Background information
- Born: João Francisco Benedan 13 March 1964 (age 62) Angatuba, Brazil
- Genres: Crossover thrash, thrash metal, punk rock, hardcore punk, D-beat
- Occupations: Singer, talk show host, paleontologist
- Years active: 1980–present
- Labels: Baratos Afins, Cogumelo, Gravadora Eldorado, Roadrunner, Century Media, Pecúlio Discos, Deckdisc

= João Gordo =

Brazilian vocalist and television host

João Gordo (born João Francisco Benedan on 13 March 1964) is a Brazilian vocalist, TV host and paleontologist. He is the lead singer of the hardcore punk band Ratos de Porão, also known simply as RxDxPx. He participated in many seminal punk events in Brazil.

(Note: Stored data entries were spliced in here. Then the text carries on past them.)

Issue #392, opened 2021-04-04
Define versioning policy?


rmannibucau:
Hi all,

Is it possible to get some versioning policy around mvnd.
Statements I would expect are:

1. is it using semver (if not what does mean major/minor/patch)
2. how does it follow maven and how does it relate to? ("it follows each minor of 3.x and there is a compatibility matrix for the equivalence" or "it is compatible with 3.x and rely on the env maven" kind of statement - I know both are not accurate as of today but just trying to illustrate the idea)
3. Any plan to support multiple maven branches?
4. What about security fixes in mvnd or maven stack?

Thanks.

gnodet:
> Hi all,
> 
> Is it possible to get some versioning policy around mvnd.
> Statements I would expect are:
> 
> 1. is it using semver (if not what does mean major/minor/patch)

We've been trying to follow semver, at least for minor/patch (we haven't done any major...)

> 2. how does it follow maven and how does it relate to? ("it follows each minor of 3.x and there is a compatibility matrix for the equivalence" or "it is compatible with 3.x and rely on the env maven" kind of statement - I know both are not accurate as of today but just trying to illustrate the idea)

That's definitely a problem. See below.

> 3. Any plan to support multiple maven branches?

See #384.  My original idea was to be able to support multiple maven versions managed from the same `mvnd` version.  Kinda like daemons are spawned according to the JDK, they could be spawned according to the maven version as an additional discriminating parameter (along with the JDK, the JVM options, etc...).  I do need to find some time to work on that.  It may need a few different implementations of the `DaemonMavenCli` based on which version of maven is used, but that could be one module for each maven version/branch we want to support.
This would also require some change to the distribution layout to accommodate multiple maven versions.

> 4. What about security fixes in mvnd or maven stack?

Currently, rolling up patches is quite easy.  We haven't been back porting anything at this point.  Patch releases only occur on the current master branch.  For maven, we didn't had the problem until 3.8.1, which also contains a breaking change, so it's a bit complicated.

> Thanks.

rmannibucau:
I see, is it possible to get a wiki page writing at least the semver point and that the maven relationship is "in progress" (I guess it is fine while 0.x but hope it will be clarified for >= 1.x).
If mvnd can a bit decoupled from a maven version I guess it will be simpler since it will only be about mvnd and therefore semver can be enforced so maybe let's wait for this feature to finalize this policy and close this issue?

lanmaoxinqing:
[...]

PR #769, opened 2023-01-09
Attempt at moving mvn as first class citizen in mvnd distribution, #392

gnodet:
We may need to revisit the logging configuration to be closer to maven if needed.


ppalaga (approved):

jglick:
I suspect this caused #787.

PR #784, opened 2023-01-30
Make Classworld setup more alike to vanilla Maven

oehme:
Use the plexus Launcher to start the daemon server, just like we would
launch a normal Maven process.

This improves compatbility with any extensions or plugins that assume that
their ClassLoader is a ClassRealm.


client/src/main/java/org/mvndaemon/mvnd/client/DaemonConnector.java
```diff
@@ -339,22 +339,34 @@ private Process startDaemonProcess(String daemonId, ClientOutput output) {
...
             String mvndAgentPath = null;
-            for (Path jar : jarPaths) {
-                String s = jar.getFileName().toString();
-                if (s.endsWith(".jar")) {
-                    if (s.startsWith("mvnd-common-")) {
-                        mvndCommonPath = jar.toString();
-                    } else if (s.startsWith("mvnd-agent-")) {
-                        mvndAgentPath = jar.toString();
+            String plexusClassworldsPath = null;
+            try (DirectoryStream<Path> jarPaths = Files.newDirectoryStream(mvndHome.resolve("lib/ext"))) {
```
gnodet, line 351: The implementation of `resolve` implies the usage of the file separator, which is OS specific.

common/src/main/java/org/mvndaemon/mvnd/common/MavenDaemon.java
```diff
@@ -18,67 +18,39 @@
...
-                    url = MavenDaemon.class.getClassLoader().getResource(name);
-                }
-                return url;
-            }
-        };
-        Thread.currentThread().setContextClassLoader(loader);
-        Class<?> clazz = loader.loadClass("org.mvndaemon.mvnd.daemon.Server");
-        try (AutoCloseable server = (AutoCloseable) clazz.getConstructor().newInstance()) {
+        });
+        try (InputStream in = Files.newInputStream(mvndHome.resolve("bin/m2.conf"))) {
```
gnodet, line 46: That looks wrong.  We should have a custom config that properly boots the `org.mvndaemon.mvnd.daemon.Server`.

gnodet (changes requested):

oehme:
FYI the builds are failing since https://github.com/apache/maven-mvnd/commit/bf892cd1bf10083448a9981b61615774869bf16b - Seems those artifacts aren't there yet. I'll rebase this branch on an earlier commit to get some CI feedback in the meantime.

daemon/src/main/java/org/apache/maven/cli/DaemonMavenCli.java
```diff
@@ -473,6 +472,7 @@ DefaultPlexusContainer container() throws Exception {
 
         List<File> extClassPath = Stream.of(
                         Environment.MVND_EXT_CLASSPATH.asString().split(","))
+                .filter(s -> s != null && !s.isEmpty())
```
oehme, line 475: The missing empty filter here lead to the empty String being added to the extClassPath list, which made the classloader structure slightly different from vanilla Maven in some scenarios. Not a big deal in practice, but it broke some of our tests, so I decided to fix it for consistency :)

common/src/main/java/org/mvndaemon/mvnd/common/MavenDaemon.java
oehme: Fixed and as a result I could also remove the custom ClassRealmManager, making the code even simpler.

oehme:
That windows failure looks unrelated, it couldn't delete the daemon registry.

gnodet (approved):

lppedd:
@oehme hi! Just passing by and wondering, in which case a plugin/extension would want to explicitly check for a class loader type? Did you think about this because of some real world use case?

oehme:
Yes, the Gradle Enterprise Maven extension does some "importRealm" magic, so that other extensions (written by customers) can access its API no matter how they were registered (ext/lib, maven.ext.classpath, .mvn/extensions.xml)

PR #796, opened 2023-02-17
Provide distributions for both maven 3.9.x and 4.0.x

gnodet:


dist-m39/src/main/provisio/maven-distro.xml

Benedan began his musical career as a member of the boy band RC Boys, covering the major hits of Brazilian singer Roberto Carlos. Besides several guest appearances in metal radio shows from São Paulo such as Backstage and Comando Metal (defunct, originally syndicated in São Paulo on 89.1 Rock FM). In the 1990s he became one of the most famous VJs of MTV Brasil, in their programs of games and talk shows. He also appeared on the studio version of "Reza" on Against (1998) and also contributed vocals to Nation (2001), and RDP's song "Crucificados Pelo Sistema" was covered by Sepultura way back when. He appeared on Sepultura's 2005 DVD Live in São Paulo, joining the band to perform "Reza" and "Biotech Is Godzilla".
Later he worked at Rede Record in a comedy TV show called: "Legendários" (Portuguese for "Legendaries"). He now has a YouTube channel where he hosts a talk show and cooks vegan food, called Panelaço.